Wednesday, April 3, 2013

Recession Risks Less Severe Than First Thought, but Still Higher than the Base Case

The BEA released their final estimate for GDP last week, stating that GDP increased 1.7% on a year-over-year basis. This is roughly 10 basis points better than prior estimates and 20 basis points than the initial estimate. As you may already know, I think one can discern the risks of recessionary conditions based on the trend and level of year-over-year changes in GDP. Essentially, the risks of the recession are high when year-over-year GDP is at below 1.5% after falling from a higher level. The following chart shows this relationship, with the blue line representing the percentage change in GDP and the red line being the 1.5% demarcation. The chart is sourced using data from the St Louis Fed and is from the early 1940's.



In any typical quarter since the 1940's, one could expect GDP to increase 3.1% and show an increase in nearly 88% of all quarters. Following periods when GDP has declined to levels equal to or less 1.5%, the forward average GDP percentage change is -0.7% and has increased in only 38% of the observed periods. I would consider high recessionary risks.

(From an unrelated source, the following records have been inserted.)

PR #502, opened 2026-06-09
feat(affinity): support custom node affinity selector via annotation

devincd:
## Summary

Add `com.nodeaffinity.selector` annotation to allow specifying arbitrary `NodeSelectorRequirement` objects when creating a sandbox, enabling custom node affinity rules beyond the predefined cluster label and instance type selectors.

Also add `NodeLabels` field to `node.Node` and merge it into the `Labels()` method, so that labels reported during node registration are visible to the scheduler for affinity matching.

The final estimate in GDP appears to be indicating that the risks are not as severe as I initially thought. Looking at the 1.7% percentage change level, the average GDP percentage change and batting average improves. The average GDP percentage change following periods when GDP has declined to a 1.7% year-on-year rate is -0.5% and has shown increases in 42% in all observed periods. To me this suggests a lower risk of recession than first assumed. However, I would consider this to indicate a period when the risks of a recession in the future remain somewhat elevated.

I will be interested to see what the employment data and specifically the acceleration/deceleration in employment levels suggests as to the risks of an economic contraction.